Ahora que ha pasado una década de haber dejado las aulas, seguimos siendo amigos. Y como dije antes no conversamos tan a menudo, pero de cuando en vez uno que otro correo electrónico o un mensaje por celular. Un saludo por Navidad, Fiestas Patrias o cumpleaños -aunque este año no recibí su saludo-.

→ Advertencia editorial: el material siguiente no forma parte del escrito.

PR #402, opened 2026-04-01
 feat: generate parquet from PostgreSQL table instead of re-reading CSV 

ThibaudDauce:
On `MN_07_latest-2025-2026.csv`: **14s → 9s** (-35%)
On `ValeursFoncieres-2024.txt`: **69s → 17s** (-75%)
On `irve.csv`: **14s → 2s** (-85%)
On `joconde.csv`: **35s → 14s** (-60%)

### DIFF
--- a/tests/test_analysis/test_parquet_export.py
+++ b/tests/test_analysis/test_parquet_export.py
@@ -8,11 +8,12 @@ from csv_detective import routine as csv_detective_routine
 from tests.conftest import RESOURCE_ID
 from udata_hydra.analysis.csv import (
     RESERVED_COLS,
+    csv_to_db,
     csv_to_parquet,
     generate_records,
 )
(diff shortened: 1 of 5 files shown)


Pierlou:
> I think a side effect is indeed the casting that may differ (ie. converting "yes" to a boolean "true" for example (?)). I think we just need to clarify this bit, but in my opinion, it is justifiable to use the same casting approach between the SQL one and the other converted files (parquet, geojson & co).

Currently all converted files have the same casting logic (`generate_records` is called in all cases), so using the table as the source for other formats would not affect the files' contents

Pierlou (approved):
Thanks for the refactor in such a short amount of time!

bolinocroustibat (approved):
Well spotted! That might improve the perfs greatly. I might use the parquet in DB to create geoJSON and PMtiles later - but it should be always the case by default.

PR #403, opened 2026-04-02
feat: add detailed timer marks for geojson and pmtiles conversion steps

ThibaudDauce:
Split the opaque csv-to-geojson-pmtiles timer into two separate marks (csv-to-geojson and geojson-to-pmtiles) to identify bottlenecks.


Pierlou (approved):
Thanks, we'll be able to more accurately pinpoint the timings ⏲️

Hace dos días cumplió años y lo celebró junto a dos compañeros también del cole, su mamá y su novia en Huanchaco (una playa trujillana). ¿Cómo es que me enteré de aquella celebración?  Pues visitando su perfil en el Hi5. Fue en una de las fotos que él ha colgado que leí: “En la dulce espera”. Y cómo es “normal” mi mente voló a mil kilómetros de mi y llegué a la conclusión de que sería papá.

Ayer me lo encontré por el mensajero del Hotmail y le pregunté si era cierto lo que se lee en su comentario de fotografía y me dijo que si… que estaba en la dulce espera… en la dulce espera del bus.